Items listed in a dataset:
____________________
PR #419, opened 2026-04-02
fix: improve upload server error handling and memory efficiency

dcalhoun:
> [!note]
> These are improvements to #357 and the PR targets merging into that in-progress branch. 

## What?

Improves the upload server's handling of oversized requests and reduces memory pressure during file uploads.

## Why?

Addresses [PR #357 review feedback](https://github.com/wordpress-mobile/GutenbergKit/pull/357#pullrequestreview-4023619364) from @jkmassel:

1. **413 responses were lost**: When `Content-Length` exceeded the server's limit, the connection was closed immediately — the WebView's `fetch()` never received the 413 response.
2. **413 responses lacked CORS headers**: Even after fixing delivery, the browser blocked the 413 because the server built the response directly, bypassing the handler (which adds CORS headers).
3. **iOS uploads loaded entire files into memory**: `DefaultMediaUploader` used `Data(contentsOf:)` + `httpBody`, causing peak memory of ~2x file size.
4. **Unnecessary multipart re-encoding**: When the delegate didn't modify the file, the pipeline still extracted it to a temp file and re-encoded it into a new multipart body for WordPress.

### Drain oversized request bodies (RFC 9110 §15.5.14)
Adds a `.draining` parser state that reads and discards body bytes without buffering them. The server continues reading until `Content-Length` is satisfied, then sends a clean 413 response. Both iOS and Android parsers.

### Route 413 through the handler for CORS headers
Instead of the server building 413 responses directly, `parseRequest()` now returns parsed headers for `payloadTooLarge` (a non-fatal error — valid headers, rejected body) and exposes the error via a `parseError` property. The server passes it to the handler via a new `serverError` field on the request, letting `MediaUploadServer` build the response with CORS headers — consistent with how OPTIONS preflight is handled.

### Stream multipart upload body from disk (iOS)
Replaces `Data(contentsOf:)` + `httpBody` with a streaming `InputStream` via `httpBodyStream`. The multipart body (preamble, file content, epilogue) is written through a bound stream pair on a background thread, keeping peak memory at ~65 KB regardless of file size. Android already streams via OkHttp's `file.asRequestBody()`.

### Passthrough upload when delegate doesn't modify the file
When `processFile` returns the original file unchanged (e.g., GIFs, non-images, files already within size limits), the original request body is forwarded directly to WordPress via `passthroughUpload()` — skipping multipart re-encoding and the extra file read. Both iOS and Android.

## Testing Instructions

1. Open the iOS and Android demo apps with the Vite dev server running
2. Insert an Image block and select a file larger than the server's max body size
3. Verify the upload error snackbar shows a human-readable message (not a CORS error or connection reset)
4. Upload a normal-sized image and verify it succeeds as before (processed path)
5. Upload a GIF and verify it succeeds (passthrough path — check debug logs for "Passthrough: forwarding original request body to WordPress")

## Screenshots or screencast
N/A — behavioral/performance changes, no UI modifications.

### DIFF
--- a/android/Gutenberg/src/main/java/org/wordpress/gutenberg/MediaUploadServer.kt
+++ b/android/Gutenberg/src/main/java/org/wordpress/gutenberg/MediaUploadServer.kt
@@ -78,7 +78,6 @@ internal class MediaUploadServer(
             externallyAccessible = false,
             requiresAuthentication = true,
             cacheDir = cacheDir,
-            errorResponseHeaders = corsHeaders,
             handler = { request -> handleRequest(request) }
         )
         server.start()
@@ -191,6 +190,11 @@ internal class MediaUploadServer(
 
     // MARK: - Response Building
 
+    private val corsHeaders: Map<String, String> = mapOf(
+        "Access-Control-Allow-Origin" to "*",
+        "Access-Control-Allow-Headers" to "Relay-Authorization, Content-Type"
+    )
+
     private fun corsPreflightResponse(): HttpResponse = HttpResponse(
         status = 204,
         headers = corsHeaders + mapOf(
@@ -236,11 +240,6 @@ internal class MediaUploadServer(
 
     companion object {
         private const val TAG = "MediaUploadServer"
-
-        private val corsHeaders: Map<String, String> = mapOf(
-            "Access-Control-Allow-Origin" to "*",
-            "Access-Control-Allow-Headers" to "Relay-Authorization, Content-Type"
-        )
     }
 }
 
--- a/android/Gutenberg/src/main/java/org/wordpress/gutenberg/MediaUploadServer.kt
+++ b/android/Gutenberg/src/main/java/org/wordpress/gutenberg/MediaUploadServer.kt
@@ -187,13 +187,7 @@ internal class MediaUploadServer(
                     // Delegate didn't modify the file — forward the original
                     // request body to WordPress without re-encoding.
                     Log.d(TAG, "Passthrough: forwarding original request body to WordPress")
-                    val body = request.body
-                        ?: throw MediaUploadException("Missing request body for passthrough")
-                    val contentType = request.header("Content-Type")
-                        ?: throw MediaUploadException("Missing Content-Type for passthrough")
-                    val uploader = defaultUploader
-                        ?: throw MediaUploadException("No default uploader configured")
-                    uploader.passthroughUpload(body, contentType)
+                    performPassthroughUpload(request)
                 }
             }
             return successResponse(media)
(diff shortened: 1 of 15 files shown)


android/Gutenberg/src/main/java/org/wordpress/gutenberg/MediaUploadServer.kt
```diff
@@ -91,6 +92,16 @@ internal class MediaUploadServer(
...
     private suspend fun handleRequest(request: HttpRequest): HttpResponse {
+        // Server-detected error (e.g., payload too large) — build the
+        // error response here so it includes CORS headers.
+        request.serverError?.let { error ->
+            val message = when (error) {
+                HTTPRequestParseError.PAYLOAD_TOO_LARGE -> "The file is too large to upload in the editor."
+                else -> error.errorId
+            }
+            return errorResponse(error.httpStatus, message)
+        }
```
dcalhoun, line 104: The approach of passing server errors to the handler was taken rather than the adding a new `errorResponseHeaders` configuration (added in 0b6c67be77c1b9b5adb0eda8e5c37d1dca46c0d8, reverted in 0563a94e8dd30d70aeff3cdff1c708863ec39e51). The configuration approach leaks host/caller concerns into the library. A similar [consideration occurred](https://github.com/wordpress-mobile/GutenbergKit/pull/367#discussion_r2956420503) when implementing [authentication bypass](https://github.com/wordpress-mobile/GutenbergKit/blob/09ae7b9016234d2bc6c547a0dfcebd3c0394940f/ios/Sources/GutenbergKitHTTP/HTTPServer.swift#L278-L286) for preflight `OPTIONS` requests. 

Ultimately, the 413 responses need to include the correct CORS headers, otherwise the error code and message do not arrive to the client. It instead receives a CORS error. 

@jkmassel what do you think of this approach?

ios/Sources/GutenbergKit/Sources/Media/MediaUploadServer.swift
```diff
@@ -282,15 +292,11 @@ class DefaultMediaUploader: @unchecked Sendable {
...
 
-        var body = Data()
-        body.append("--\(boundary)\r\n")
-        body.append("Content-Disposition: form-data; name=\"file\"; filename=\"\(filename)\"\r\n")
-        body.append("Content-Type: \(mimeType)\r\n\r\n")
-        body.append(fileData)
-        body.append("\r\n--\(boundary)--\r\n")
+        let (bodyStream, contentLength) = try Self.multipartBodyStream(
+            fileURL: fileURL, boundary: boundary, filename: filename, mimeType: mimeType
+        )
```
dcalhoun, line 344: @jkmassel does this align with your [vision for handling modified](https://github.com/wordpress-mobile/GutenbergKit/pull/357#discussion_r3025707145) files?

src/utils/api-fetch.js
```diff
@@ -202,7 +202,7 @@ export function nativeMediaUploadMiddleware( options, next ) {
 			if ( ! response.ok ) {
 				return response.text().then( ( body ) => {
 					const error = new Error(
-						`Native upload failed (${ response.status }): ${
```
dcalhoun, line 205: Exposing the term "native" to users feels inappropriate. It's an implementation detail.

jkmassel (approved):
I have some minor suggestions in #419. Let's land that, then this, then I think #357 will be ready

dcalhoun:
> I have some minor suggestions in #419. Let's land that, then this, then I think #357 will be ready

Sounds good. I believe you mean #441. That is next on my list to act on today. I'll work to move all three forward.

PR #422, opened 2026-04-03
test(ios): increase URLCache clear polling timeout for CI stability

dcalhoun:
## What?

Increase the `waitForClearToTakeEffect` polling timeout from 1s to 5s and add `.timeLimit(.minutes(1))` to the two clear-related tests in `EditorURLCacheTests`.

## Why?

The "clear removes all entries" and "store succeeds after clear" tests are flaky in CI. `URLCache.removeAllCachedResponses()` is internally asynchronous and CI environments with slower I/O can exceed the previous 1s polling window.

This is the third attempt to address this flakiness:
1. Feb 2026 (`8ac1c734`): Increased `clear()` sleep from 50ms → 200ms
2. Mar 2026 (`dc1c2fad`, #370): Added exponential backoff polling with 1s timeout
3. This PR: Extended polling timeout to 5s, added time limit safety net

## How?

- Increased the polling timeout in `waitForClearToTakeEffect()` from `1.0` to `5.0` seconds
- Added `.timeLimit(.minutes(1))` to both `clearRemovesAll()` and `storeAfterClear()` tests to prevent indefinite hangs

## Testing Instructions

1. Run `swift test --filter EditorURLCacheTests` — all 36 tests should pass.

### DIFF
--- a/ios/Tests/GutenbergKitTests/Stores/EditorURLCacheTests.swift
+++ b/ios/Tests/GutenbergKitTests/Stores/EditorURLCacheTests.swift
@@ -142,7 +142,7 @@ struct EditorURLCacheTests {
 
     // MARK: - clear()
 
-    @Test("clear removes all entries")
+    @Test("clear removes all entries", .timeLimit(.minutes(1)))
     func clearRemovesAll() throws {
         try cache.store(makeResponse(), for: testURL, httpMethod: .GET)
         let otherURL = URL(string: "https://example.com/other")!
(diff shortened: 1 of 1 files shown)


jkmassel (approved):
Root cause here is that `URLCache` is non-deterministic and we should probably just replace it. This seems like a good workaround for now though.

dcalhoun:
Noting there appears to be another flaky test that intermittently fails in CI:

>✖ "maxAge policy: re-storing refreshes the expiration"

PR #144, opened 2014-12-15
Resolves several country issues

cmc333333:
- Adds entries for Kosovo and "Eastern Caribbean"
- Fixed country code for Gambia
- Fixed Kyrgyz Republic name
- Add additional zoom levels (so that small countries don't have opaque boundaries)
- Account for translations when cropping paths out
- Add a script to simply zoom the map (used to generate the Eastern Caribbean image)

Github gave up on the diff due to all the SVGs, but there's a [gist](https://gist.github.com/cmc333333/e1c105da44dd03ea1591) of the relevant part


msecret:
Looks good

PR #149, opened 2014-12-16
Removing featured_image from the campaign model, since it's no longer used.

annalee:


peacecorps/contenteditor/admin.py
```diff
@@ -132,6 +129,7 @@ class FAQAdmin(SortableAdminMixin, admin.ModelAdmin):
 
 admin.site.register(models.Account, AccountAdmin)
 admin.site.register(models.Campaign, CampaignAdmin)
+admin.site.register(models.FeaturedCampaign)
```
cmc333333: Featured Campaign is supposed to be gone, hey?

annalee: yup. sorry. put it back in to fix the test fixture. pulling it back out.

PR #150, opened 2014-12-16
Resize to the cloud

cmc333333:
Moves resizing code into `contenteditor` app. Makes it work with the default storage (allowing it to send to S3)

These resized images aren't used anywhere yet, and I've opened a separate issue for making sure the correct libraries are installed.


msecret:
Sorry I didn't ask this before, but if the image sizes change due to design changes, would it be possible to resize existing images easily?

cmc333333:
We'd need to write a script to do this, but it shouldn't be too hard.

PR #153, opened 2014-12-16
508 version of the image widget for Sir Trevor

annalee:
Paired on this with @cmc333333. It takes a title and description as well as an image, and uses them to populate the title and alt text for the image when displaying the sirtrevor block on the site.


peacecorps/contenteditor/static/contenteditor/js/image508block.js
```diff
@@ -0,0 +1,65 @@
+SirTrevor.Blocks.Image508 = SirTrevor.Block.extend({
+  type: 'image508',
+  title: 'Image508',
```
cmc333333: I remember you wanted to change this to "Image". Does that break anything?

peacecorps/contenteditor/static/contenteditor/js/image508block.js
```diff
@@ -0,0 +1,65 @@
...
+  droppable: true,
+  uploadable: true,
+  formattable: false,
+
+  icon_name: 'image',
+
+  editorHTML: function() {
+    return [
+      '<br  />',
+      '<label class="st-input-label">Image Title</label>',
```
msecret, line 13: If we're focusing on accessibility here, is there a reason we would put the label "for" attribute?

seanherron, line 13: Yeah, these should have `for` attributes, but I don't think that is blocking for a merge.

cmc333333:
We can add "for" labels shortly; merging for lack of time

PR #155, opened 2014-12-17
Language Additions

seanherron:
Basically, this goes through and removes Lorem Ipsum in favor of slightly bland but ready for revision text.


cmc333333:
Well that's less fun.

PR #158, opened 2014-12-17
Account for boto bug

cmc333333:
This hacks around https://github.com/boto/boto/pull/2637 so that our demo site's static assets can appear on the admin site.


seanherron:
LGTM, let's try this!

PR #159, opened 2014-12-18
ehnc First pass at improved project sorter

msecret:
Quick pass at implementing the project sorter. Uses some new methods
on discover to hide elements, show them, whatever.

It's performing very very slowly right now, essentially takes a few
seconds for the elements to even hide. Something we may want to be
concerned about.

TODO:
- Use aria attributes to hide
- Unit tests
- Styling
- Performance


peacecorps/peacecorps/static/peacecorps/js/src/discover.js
____________________
Task statement: Which lines of the data include the string "Caribbean"? Find them and copy each one.

Response below:
- Adds entries for Kosovo and "Eastern Caribbean"
- Add a script to simply zoom the map (used to generate the Eastern Caribbean image)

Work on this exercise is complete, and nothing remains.